## [PROBLEM STATEMENT]
Lines that include the string "perfectly" are the ones to copy from the entries below.

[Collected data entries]
________

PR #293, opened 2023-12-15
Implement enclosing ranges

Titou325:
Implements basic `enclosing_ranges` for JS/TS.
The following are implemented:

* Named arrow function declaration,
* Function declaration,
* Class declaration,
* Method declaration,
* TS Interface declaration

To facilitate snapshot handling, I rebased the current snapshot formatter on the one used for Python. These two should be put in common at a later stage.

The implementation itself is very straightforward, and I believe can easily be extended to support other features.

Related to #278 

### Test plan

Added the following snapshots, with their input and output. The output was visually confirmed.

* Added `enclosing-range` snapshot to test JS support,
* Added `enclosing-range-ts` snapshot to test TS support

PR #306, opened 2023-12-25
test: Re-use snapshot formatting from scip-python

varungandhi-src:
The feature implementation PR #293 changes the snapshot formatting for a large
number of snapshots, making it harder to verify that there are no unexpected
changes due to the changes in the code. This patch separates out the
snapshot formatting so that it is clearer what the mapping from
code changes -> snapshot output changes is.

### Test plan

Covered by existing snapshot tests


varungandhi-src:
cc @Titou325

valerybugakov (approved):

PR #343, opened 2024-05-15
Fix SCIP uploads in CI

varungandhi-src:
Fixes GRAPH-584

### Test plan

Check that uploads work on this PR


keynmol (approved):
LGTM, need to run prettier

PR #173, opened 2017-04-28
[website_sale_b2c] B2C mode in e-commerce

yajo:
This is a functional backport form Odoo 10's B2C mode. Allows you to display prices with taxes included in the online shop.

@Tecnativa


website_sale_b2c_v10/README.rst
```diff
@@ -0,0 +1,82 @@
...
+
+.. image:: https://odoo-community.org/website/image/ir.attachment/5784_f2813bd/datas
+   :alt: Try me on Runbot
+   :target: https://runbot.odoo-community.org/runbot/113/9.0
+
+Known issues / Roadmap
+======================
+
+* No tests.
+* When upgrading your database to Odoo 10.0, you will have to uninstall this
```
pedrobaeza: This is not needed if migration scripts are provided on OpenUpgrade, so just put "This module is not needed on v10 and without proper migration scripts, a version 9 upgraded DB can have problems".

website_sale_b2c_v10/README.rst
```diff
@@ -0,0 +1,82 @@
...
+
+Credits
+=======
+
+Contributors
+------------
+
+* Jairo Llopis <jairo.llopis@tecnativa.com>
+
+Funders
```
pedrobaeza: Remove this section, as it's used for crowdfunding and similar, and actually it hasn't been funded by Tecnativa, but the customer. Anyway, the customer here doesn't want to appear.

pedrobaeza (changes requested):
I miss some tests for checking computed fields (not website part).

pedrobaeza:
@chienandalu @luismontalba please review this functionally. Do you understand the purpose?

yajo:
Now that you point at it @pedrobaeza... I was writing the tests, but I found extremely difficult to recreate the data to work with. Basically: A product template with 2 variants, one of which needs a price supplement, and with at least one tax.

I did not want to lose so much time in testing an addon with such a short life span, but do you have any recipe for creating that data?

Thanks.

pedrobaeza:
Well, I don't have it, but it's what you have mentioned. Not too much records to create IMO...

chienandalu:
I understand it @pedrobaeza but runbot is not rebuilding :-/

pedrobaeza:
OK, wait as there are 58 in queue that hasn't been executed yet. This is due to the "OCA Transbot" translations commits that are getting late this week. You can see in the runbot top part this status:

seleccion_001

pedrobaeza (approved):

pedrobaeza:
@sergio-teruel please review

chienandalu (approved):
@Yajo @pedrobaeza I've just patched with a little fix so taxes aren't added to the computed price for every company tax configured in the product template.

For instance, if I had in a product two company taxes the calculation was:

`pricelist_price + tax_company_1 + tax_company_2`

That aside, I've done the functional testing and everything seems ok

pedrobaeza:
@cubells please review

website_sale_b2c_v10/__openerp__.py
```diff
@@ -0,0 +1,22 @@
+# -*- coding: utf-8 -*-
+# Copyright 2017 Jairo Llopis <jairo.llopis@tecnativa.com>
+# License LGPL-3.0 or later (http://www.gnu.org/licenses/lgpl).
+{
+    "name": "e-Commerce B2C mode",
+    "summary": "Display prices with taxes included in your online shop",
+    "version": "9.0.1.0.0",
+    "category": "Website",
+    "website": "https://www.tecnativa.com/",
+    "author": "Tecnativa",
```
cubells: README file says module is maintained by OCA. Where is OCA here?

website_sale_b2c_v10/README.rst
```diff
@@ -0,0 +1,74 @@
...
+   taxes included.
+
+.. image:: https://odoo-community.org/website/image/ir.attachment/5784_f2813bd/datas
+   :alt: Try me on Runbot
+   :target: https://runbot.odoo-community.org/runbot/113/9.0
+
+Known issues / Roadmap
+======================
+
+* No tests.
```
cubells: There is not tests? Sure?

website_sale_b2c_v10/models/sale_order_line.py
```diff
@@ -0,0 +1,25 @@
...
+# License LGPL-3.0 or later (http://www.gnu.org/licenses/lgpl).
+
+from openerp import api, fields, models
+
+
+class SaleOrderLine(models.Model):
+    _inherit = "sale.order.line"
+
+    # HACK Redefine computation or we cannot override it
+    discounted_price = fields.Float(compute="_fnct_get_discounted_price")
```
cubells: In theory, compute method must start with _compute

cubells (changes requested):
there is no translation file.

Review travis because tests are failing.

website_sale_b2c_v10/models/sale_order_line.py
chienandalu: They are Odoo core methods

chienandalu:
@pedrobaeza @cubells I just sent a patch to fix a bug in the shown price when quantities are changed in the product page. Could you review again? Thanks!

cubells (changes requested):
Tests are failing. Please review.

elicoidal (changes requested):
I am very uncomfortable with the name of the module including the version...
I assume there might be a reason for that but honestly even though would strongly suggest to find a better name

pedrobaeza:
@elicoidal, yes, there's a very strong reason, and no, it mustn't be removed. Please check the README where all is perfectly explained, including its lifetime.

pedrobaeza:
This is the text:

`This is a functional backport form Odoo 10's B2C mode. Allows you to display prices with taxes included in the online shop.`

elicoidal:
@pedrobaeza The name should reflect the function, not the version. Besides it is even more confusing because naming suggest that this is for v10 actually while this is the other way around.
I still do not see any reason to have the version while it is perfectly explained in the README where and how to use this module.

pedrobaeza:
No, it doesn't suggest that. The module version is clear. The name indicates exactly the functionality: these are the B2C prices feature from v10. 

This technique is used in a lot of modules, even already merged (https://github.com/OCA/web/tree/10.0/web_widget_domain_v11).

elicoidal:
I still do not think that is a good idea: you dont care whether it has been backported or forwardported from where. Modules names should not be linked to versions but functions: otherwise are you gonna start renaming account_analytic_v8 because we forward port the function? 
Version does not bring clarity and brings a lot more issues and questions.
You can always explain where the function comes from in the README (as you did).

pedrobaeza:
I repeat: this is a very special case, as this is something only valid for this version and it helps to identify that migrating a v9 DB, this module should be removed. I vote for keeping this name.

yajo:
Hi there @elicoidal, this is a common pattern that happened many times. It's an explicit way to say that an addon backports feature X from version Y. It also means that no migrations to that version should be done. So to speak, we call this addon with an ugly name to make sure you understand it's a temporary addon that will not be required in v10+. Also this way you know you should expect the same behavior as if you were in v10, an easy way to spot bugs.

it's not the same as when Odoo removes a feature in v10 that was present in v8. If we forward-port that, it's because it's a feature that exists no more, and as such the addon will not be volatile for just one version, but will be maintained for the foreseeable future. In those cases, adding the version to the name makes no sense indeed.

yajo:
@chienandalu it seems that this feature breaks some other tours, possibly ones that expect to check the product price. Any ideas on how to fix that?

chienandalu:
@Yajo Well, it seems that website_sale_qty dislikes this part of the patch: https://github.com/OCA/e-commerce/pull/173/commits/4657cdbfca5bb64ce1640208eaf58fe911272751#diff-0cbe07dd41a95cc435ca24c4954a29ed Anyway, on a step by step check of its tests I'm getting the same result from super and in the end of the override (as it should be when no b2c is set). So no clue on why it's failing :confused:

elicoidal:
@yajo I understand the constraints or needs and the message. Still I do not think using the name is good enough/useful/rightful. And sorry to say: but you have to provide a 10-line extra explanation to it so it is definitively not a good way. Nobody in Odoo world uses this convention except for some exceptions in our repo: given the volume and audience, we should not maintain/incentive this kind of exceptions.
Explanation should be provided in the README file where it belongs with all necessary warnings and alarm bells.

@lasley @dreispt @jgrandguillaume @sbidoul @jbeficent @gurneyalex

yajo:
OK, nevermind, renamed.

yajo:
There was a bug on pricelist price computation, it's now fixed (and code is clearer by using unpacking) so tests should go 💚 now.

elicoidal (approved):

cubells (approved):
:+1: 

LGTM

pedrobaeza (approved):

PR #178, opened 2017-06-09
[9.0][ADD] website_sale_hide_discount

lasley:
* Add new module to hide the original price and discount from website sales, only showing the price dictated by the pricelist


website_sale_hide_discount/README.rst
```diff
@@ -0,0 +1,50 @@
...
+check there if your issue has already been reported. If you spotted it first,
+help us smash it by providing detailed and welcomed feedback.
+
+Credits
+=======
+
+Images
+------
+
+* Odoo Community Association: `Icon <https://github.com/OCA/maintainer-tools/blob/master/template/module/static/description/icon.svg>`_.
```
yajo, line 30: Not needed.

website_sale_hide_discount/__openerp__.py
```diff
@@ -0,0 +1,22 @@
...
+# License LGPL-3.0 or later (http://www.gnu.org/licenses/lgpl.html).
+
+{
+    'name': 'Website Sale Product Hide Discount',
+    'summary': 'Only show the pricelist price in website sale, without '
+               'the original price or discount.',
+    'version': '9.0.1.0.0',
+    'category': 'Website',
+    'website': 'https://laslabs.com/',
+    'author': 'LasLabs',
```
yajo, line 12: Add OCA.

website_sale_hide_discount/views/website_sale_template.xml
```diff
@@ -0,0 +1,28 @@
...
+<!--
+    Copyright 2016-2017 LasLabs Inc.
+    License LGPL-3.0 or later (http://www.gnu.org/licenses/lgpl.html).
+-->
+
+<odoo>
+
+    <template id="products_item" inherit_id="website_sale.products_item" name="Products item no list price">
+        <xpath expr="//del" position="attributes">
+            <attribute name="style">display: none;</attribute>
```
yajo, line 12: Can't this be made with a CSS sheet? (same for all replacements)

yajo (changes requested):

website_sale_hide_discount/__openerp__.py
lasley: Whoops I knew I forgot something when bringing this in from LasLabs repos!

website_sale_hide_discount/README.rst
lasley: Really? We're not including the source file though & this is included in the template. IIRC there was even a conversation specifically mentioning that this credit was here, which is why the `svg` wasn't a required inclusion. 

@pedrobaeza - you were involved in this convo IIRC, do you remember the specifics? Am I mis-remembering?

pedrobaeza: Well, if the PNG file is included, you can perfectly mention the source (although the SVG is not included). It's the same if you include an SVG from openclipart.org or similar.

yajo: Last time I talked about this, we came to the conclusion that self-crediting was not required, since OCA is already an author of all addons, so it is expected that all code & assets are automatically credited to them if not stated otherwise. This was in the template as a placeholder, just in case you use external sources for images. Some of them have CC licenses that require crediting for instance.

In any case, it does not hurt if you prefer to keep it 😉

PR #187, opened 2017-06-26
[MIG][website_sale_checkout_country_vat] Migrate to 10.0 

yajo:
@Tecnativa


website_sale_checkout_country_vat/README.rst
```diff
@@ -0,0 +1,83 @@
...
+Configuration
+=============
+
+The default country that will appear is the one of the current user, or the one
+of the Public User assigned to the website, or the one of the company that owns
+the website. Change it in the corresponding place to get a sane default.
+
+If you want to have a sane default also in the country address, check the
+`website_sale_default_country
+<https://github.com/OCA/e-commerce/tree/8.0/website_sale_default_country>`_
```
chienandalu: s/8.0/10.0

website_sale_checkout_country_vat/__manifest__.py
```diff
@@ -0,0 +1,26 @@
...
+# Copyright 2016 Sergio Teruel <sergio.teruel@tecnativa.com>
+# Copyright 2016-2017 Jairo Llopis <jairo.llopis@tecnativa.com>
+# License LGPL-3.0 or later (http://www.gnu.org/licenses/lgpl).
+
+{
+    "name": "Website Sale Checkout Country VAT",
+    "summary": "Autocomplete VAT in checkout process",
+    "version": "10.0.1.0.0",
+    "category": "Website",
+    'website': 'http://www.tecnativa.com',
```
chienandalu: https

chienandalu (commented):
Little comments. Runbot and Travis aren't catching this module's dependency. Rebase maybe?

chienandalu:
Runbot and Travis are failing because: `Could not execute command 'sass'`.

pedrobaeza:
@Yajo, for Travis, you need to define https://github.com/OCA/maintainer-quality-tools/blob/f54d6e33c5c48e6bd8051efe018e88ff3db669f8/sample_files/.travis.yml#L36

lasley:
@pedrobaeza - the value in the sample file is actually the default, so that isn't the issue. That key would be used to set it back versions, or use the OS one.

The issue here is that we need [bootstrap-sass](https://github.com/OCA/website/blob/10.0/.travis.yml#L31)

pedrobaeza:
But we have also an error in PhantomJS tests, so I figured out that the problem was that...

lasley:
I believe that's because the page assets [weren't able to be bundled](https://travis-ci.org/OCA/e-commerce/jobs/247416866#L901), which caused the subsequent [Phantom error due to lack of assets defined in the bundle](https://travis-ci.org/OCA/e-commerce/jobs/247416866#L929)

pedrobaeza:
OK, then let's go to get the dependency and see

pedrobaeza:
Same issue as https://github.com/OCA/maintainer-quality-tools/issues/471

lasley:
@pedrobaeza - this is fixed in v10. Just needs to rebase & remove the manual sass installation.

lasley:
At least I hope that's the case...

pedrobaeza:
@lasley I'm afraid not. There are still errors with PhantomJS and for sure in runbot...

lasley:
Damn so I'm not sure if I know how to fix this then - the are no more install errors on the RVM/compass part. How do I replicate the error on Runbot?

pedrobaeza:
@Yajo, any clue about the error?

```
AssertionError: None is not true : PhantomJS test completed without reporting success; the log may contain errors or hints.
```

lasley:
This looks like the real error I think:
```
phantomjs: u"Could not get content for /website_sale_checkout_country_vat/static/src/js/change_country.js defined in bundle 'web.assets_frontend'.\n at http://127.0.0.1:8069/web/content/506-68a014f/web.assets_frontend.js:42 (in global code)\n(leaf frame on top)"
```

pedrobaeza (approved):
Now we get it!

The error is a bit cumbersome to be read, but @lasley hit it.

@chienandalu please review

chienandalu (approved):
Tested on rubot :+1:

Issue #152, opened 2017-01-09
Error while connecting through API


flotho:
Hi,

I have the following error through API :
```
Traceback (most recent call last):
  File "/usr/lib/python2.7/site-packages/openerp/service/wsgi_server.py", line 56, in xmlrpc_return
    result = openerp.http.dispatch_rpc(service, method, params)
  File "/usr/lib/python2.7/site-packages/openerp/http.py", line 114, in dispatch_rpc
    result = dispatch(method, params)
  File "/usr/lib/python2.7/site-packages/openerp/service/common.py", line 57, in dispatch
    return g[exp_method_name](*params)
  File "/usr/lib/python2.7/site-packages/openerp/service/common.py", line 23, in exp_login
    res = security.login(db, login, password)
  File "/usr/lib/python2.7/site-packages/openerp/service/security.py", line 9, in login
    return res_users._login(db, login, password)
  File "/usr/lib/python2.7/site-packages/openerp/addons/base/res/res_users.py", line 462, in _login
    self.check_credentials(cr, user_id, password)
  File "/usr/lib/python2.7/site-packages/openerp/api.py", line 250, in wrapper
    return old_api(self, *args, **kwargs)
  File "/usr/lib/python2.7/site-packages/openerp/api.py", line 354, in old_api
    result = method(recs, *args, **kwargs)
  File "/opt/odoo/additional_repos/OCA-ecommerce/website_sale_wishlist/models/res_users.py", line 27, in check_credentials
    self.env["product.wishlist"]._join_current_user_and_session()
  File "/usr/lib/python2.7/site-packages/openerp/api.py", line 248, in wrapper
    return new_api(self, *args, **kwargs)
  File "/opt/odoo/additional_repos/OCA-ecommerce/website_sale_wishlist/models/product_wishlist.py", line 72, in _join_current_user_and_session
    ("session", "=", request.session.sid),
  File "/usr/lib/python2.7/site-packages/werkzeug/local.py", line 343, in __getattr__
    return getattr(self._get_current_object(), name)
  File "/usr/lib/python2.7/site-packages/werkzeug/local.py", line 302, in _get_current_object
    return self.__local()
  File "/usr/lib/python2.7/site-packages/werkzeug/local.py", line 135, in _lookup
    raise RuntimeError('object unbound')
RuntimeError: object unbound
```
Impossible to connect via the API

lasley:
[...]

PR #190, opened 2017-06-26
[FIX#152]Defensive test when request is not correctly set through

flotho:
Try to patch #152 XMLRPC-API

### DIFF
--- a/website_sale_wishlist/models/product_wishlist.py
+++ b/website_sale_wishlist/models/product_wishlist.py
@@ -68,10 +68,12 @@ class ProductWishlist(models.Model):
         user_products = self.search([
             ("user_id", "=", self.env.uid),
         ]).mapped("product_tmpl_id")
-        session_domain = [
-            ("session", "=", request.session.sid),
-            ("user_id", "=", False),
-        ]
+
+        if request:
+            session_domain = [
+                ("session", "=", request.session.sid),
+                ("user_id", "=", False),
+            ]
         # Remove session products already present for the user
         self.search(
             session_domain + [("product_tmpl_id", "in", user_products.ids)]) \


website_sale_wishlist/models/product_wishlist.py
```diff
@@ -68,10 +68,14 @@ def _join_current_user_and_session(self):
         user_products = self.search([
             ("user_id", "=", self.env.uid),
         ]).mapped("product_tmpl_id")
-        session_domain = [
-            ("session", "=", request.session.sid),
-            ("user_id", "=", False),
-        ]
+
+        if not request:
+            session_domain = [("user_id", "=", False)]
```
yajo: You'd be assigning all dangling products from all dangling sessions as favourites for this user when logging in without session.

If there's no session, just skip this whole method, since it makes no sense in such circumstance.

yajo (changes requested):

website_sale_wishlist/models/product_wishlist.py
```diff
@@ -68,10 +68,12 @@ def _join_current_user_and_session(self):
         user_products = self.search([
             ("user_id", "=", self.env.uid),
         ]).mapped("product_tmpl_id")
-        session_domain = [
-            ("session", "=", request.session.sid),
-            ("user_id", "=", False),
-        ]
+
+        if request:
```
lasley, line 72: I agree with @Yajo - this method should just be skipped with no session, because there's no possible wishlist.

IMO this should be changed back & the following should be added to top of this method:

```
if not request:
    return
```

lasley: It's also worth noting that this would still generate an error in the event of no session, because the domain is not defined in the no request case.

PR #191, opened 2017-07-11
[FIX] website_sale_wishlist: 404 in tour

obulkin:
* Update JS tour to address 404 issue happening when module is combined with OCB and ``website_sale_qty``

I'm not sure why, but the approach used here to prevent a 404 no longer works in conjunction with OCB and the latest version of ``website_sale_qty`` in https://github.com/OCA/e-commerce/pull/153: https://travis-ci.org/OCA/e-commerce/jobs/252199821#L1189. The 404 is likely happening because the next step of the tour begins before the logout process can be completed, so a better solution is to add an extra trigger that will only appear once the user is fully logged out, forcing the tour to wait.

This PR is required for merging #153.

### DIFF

________

## [THE ANSWER]
@elicoidal, yes, there's a very strong reason, and no, it mustn't be removed. Please check the README where all is perfectly explained, including its lifetime.
I still do not see any reason to have the version while it is perfectly explained in the README where and how to use this module.
pedrobaeza: Well, if the PNG file is included, you can perfectly mention the source (although the SVG is not included). It's the same if you include an SVG from openclipart.org or similar.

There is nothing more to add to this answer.